=== Stored data entries ===
PR #8447, opened 2017-03-17
[android] - only dispatch events if not handled by MarkerView

### LINKED ISSUE #8444: MarkerView clicked
Using Mapbox Android SDK
Mapbox SDK version: 5.0.0-beta3

Steps to trigger behavior

when I click a markerview, the onMarkerClick and onMapClick method both are called。

Expected behavior

Only the onMarkerClick method is called；

i don't konw it is a bug or not.I just want distinguish the map or markerview is clicked，Is there any good way to do it?

tobrun:
Closes #8444

### DIFF
--- a/platform/android/MapboxGLAndroidSDK/src/main/java/com/mapbox/mapboxsdk/annotations/MarkerViewManager.java
+++ b/platform/android/MapboxGLAndroidSDK/src/main/java/com/mapbox/mapboxsdk/annotations/MarkerViewManager.java
@@ -8,6 +8,7 @@ import android.support.annotation.NonNull;
 import android.support.annotation.Nullable;
 import android.support.v4.util.LongSparseArray;
 import android.view.LayoutInflater;
+import android.view.MotionEvent;
 import android.view.View;
 import android.view.ViewGroup;
 import android.widget.ImageView;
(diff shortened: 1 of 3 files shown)


tobrun:
Retesting this and we actually need to be able to handle touches that are handled by the child views.. this makes starting a pan on a MarkerView impossible.

tobrun:
Will need to re implement the OnClick logic with OnTouch to be able to control the flag returned to MarkerViewContainer.

tobrun:
8f38a77 fixes the issue, want to review @Guardiola31337?

platform/android/MapboxGLAndroidSDK/src/main/java/com/mapbox/mapboxsdk/annotations/MarkerViewManager.java
```diff
@@ -503,18 +504,24 @@ public void invalidateViewMarkersInVisibleRegion() {
...
-                    clickHandled = onMarkerViewClickListener.onMarkerClick(marker, v, adapter);
-                  }
+              adaptedView.setOnTouchListener(new View.OnTouchListener() {
 
-                  if (!clickHandled) {
-                    ensureInfoWindowOffset(marker);
-                    select(marker, v, adapter);
+                @Override
+                public boolean onTouch(View v, MotionEvent event) {
+                  switch (event.getAction()) {
```
Guardiola31337: Why using `switch` instead `if`? There is only one case (`MotionEvent.ACTION_UP`).

tobrun: Comment fixed in #439f9f6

=== How to complete this task ===
Copy out the lines above word for word, stopping after the line containing "Only the onMarkerClick method is called；".

=== Solution for this exercise ===
PR #8447, opened 2017-03-17
[android] - only dispatch events if not handled by MarkerView

### LINKED ISSUE #8444: MarkerView clicked
Using Mapbox Android SDK
Mapbox SDK version: 5.0.0-beta3

Steps to trigger behavior

when I click a markerview, the onMarkerClick and onMapClick method both are called。

Expected behavior

Only the onMarkerClick method is called；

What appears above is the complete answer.